Son los segundos que tiene un año de nuestra vida. Dicho así suena como si fuese mucho tiempo.Y en realidad es cierto. En un año pasas del instituto a la universidad, de matriculado a licenciado, de soltero a padre casado... En un año aprendemos que el amor no es tan fiero como lo pintan, que ser feliz es un estado relativo, que no conocemos nuestra ciudad tan bien como creemos. Y luego están los años vacíos. Esos años en que los hijos tiran de los bajos de nuestros pantalones, en que los días se suceden el uno al otro como una concatenación irremediable de trivialidades. Esos años que conforman en un fresco casi todo lo que somos y vamos siendo sin darnos cuenta.
Los años son de este modo variables, y a veces son de colores y a veces en blanco y negro. Hay años mudos, llenos de silencios inextinguibles, y otros que contienen tal densidad del algarabía que salimos de ellos aliviados, tomando bocanadas de aire. Hay años recogidos en fotografías de caras sonrientes y otros en que deseamos que nadie nos vea. Algunos años disfrutamos de la compañía de nuestros seres queridos, algunos otros no vemos empujados a un insoportable (a veces necesario) exilio de soledad.
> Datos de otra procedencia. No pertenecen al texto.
PR #942, opened 2019-10-11
updated assignment of data values to not overwrite data list

### LINKED ISSUE #941: Can't name a model data node as called `data`

danielturek:
@perrydv @paciorek 

Fixes #941

I made a change.  It's a one-liner, but make no mistake, this is **deeply rooted**.  If either of you guys are uncomfortable with this, I will not take offense.

It changes how the "data" variables are assigned into the model.  Changes the `assign()` statement to begin looking "up" one environment, so as not to over-write the local variables, in this case, the `data` list, but there's also the potential for other conflicts (with other local variables) depending on what users name their model (data) variables.

Anyway, if testing passes, then I'll have confidence in it, but you'd better both take a look, and please weigh in here.

### DIFF
--- a/packages/nimble/R/BUGS_model.R
+++ b/packages/nimble/R/BUGS_model.R
@@ -604,7 +604,11 @@ Details: If a provided value (or the current value in the model when only a name
                                               scalarize <- FALSE else scalarize <- TRUE  ## if non-scalar, check actual dimensionality of input
                                           if(length(nimbleInternalFunctions$dimOrLength(varValue, scalarize = scalarize)) != length(isDataVars[[varName]]))   stop(paste0('incorrect size or dim in data: ', varName))
                                           if(!(all(nimbleInternalFunctions$dimOrLength(varValue, scalarize = scalarize) == isDataVars[[varName]])))   stop(paste0('incorrect size or dim in data: ', varName))
-                                          assign(varName, varValue, inherits = TRUE)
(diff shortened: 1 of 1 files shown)


paciorek:
I'm confused how it ever worked, as it looks like we were assigning the data value into an object in the local frame of setData() rather than into the model itself. I must be missing something.

danielturek:
@paciorek IICU `assign` would look upward, and find the existence of the variable (say `x`), and assign into there.

But in the case of assigning into `data`, it finds the local variable first (before starting any search upwards through enclosing environments), and thus overwrites the local `data` variable (formerly).

Now, `assign` begins is search in the correct environment, that one which contains the correct `x` (or `data`) variable.

paciorek:
@danielturek thanks for explanation - I guess this behavior is specific RefClasses, since if one just has a function, assignment will create a new object in the local frame:

```
y <- 3
myfun <- function() {
   assign('y', 7)
}
myfun()
y
[1] 3
```

paciorek:
Ok, not sure what I was seeing before, but if uses `inherits=TRUE` (as we do in setData) then if 'data' doesn't exist in the local environment, it IS assigned into the parent and that is why things generally work. 

```
y <- 3
myfun <- function() {
   assign('y', 7,inherits=T)
}
myfun()
y
[1] 7
```

Sorry about the noise...

paciorek:
Closing this as PR #946 will accomplish this goal by directly assigning into the field of the class rather than via use of scoping.

PR #957, opened 2019-11-11
wrap file.path and find.package in normalizePath

### LINKED ISSUE #928: Fix path handling on shared drives with MINGW
From a nimble-users message on 22 July 2019, we learned that this R bug can affect nimble users with non-local drives and mingw compiler: https://bugs.r-project.org/bugzilla/show_bug.cgi?id=17582

It looks like a solution is to process all paths through normalizePath().

perrydv:
with winslash = "\\", mustWork = FALSE.

Do not merge.  This is to check first if I broke anything.

It is hoped this will fix #928.

Some check on Windows need to be done.


paciorek:
@perrydv ok to merge this?

PR #958, opened 2019-11-12
recurse into inprod,mat mult, sum when looking for conjugacy

paciorek:
DNM-FTO.

Fixes NCT issue 170.

Before merging need to add testing (see file inprodconj.R).


paciorek:
Tests added. Merge when passes.

PR #961, opened 2019-11-20
simplified printSamplersByType to remove node compression

danielturek:


danielturek:
Changes only to `conf$printSamplers(byType = TRUE)`.

Testing passed, merging this in.

PR #964, opened 2019-11-24
updates and name changes to MCMC_RJ.R

danielturek:
This PR includes the following:

- Name changes of `RJ` samplers: `RJ_prior`, `RJ_indicator`, and `RJ_toggled`.
- Name changes internal, `mcmcConf` to `conf`, and for printing purposes, although it's a slight misnomer, `samplerConf` to `samplerType`.
- Slight generalization of node expansions of indicator nodes, to handle vectors
- Updated `NAMESPACE`
- Updated testing `test-mcmcrj.R` accordingly
- Modified language in help for RJ samplers, and also User Manual, to be more consistent.

Importantly, there are no functional or substantive changes to how the system works.

I welcome thoughts and feedback, in particular from @salleuska and @perrydv


perrydv:
@danielturek The name `RJ_prior` is not intuitive to me.  It sounds like something that samples a prior, but what it means is RJ in the case that the prior probability of inclusion is fixed in the sampler.  How about `RJ_fixed_prior` or `RJ_simple` or something else?

danielturek:
Good comment.  I'm very supportive of `RJ_fixed_prior`.

@salleuska What do you think?

salleuska:
Now I see. Sure, sounds good to me,

danielturek:
@perrydv @salleuska Assuming we have consensus, I'll make this change in the PR

perrydv:
@danielturek I had made changes in the user manual RJ MCMC section on devel, and this created merge conflicts with rjmcmc_dt.  I think the only changes you made were updates to the sampler names.  In that case, I mostly over-rode your changes with the more extensive revisions I made.  If that's not right, please take a look.

salleuska:
Now the system throws an error if one tries to use a multivariate node. 

Not sure about the message I left at lines 297 & 335 `is multivariate; only univariate nodes can be used with reversible jump sampling.` since I think we never mentioned "univariate nodes" anywhere.
Alternatively it may say something like `reversible jump sampling does not support multivariate nodes`. @danielturek @perrydv  let me know if you have better options

paciorek:
I changed the message to "only univariate priors".

@danielturek @perrydv @salleuska I'd like to merge this in. Any concerns?

danielturek:
LGTM

PR #966, opened 2019-12-04
Accumulators in MCMC

danielturek:
Added accumulators to the MCMC.  This includes:

- Implementation
- Documentation
- Testing

Details:

Accumulator variables are specified using either:

```
conf <- configureMCMC(Rmodel, accumulators = c("x", "y"))
## or:
conf$setAccumulators("x", "y")
```

There are also similar methods for resetting and printing accumulators:

```
conf$printAccumulators()
conf$resetAccumulators()
```

After running an MCMC, a matrix containing the accumulated sums and sums-of-squares is retrieved using:

```
as.matrix(Cmcmc$mvAccumulators)
```

The total number of accumulated MCMC iterations is accessed using:

```
Cmcmc$getAccumulatorIterations()
```

Accumulators give the expected behaviour w.r.t. `mcmc$run(niter, reset = FALSE)`, whereby accumulation continues.


danielturek:
@paciorek Assuming testing passes, I'm hoping this will make it into the upcoming release.

danielturek:
@paciorek @perrydv 

Failures with `could not find function is.na.vec` is causing travis failures across the board here.  Is there something I should be doing differently in terms of the testing?

paciorek:
No, my fault. Not sure why I left devel in such a state of disarray. I'm fixing devel now and once it passes testing you can merge that into this branch.

danielturek:
@paciorek @perrydv Testing passed.  Welcome any degree of code review here.

danielturek:
@perrydv @paciorek Any chance of this PR getting reviewed, in advance of the upcoming release?

perrydv:
Are we worried about the numerical issues of estimating variance by naive running sums and sums of squares?  A quick search gives this as a starting point on the issue and known approaches: https://www.johndcook.com/blog/standard_deviation/

danielturek:
Yes, it's a known issue, the [wikipedia article](https://en.wikipedia.org/wiki/Algorithms_for_calculating_variance) also addresses this the same.  I figured I'd go with something simple, and be upfront about the calculations.  My vote is "go with as is, rather than over-complicate", but of course I'm open for discussion.

paciorek:
Side note: we recognized this same thing as an issue when we talked about doing a variance calculation on the fly for WAIC, IIRC.  I'm ok with it if we do note the issue where a user will see it.

perrydv:
What do you see as the future extensibility of accumulators?  Would user-defined accumulators fit cleanly in the current design?

danielturek:
Not easily extensible to general calculations, specified on the fly... but easy to extend (via source code) to other functions.  At present, it's hard-coded for sums and sums-of-squares.  But it could be easily extended to include a shifted version, to stabilize the variance calculation.

perrydv:
I think it would be worth some thought on extensibility.  If extensibility is not an issue or need, then the name "accumulators" might be too general, and they could be named for mean and variance estimation.  If it is a need (autocorrelations?), then it seems worth designing with that in mind.

paciorek:
@danielturek I'd like to push ahead with release and there are enough open questions about the interface for the accumulators that I think we should leave it out of this release.

danielturek:
Fair enough, no worries.

paciorek:
This is likely to be superseded by more general work to handle 'derived quantities' in an MCMC. See NCT issue 285.

PR #968, opened 2019-12-06
fix to printSamplersByType for both univariate and multivariate case

danielturek:
Fixes case for posterior predictive sampler, which operates on both univariate and multivariate nodes.


danielturek:
Testing passed on this fix to sampler printing method.  Merging.

PR #971, opened 2019-12-10
updates to conf print for multiple multivariate nodes

danielturek:


danielturek:
Improved printing (again) for MCMC configuration objects.  Testing passed, merging in.

PR #972, opened 2019-12-10
set useNewConfigureMCMC TRUE by default

perrydv:
See #910


perrydv:
@paciorek @danielturek Looks like the useNewConfigureMCMC does still pass testing.

PR #980, opened 2020-02-12
added checks for niter and nburnin in mcmc$run method

danielturek:
Adds checks in the `mcmc$run` method, for:

`niter` < 0
`nburnin` < 0
`niter` < `nburnin`

Any of these result in a helpful error message.


danielturek:
Testing passed, merging in

PR #981, opened 2020-02-13
adaptFactorExponent is now user-settable option in RW samplers

danielturek:
Modified the RW sampler, and also `calculateAdaptationFactor` nimbleFunction (which is used in the block samplers, and also the Wishart sampler), so that the exponent controlling scale-decay is user-modifyable (default is the originally hard-coded value of 0.8)


danielturek:
Tests passed, merging this in.

PR #989, opened 2020-03-14
configureMCMC print default=TRUE, using show method

danielturek:
Opening PR to trigger testing.  Then I'll plan to merge, to see how we like this.


danielturek:
Testing passed, merging

PR #998, opened 2020-04-15
added nimble system option MCMCuseConjugacy

danielturek:
Opening PR to trigger testing


danielturek:
Testing passed.  Merging this into `devel`.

En definitiva, que años hay muchos, y todos son distintos. Cada uno vivimos exactamente uno al año, y la lectura de sus historias sería demencial e imposible. Pero si algo tienen en común todos los años de todos nosotros es que antes o después el calendario marca la misma fecha. Siempre.
Hoy el calendario marca exactamente 6 de diciembre, y hace un año que Juan Lafuente Mendicute, mi antiguo profesor de Matemáticas, nos dejó a causa de un accidente cardiovascular. Los que me conocen un poco saben lo importante que es para mí este suceso, aunque eso ahora no importa demasiado. Hoy no es un 6 de diciembre como el de hace un año. Hoy no está lleno de lágrimas, de esos recuerdos inmediatos, tan sensibleros si se piensa bien, que te acuden en un principio inmediato, en el corazón de la herida. El de este 6 de diciembre es un aire menos caliente, menos húmedo: una extensa sensación de vacío.
El vacío es ese algo, intangible, indefinible, que se adhiere a nuestras manos y a nuestros brazos, discretamente, cada uno de esos 31.536.000 segundos del año. Es una sensación, pero a veces es tan físico y real como una bofetada mojada y fría. Otras veces es una diluida embriaguez, brumosa y confusa, en la que uno se sume poco a poco. Hay ocasiones en las que uno juraría que se rinde y desaparece, cuando de repente aparece tan intenso como el sol en la mañana. Este abismo al principio se compone de cosas ciertas, reales, como Juan garabateando en la pizarra, o dándome una palmada en el hombro, animándome a seguir adelante. Después, solo es un espacio hueco integrado en la propia vivencia, y ahora me doy cuenta de que Juan es como un silencio oportuno en una maravillosa sinfonía.
El vacío es desagradable y doloroso, pero en realidad, mirado de otro modo, es una parte más de todo. Son las rendijas entre las fibras de los tejidos que nos componen. Los años vuelven, al ritmo de una vez al año, y cuando nos detenemos en ciertos momentos a tomar aire en esos espacios, en esos vacíos, solo nos queda después retomar la vida, recitando íntimamente, a modo de mantra, que el recuerdo es fuerte y duradero, casi, casi tanto, como la ausencia.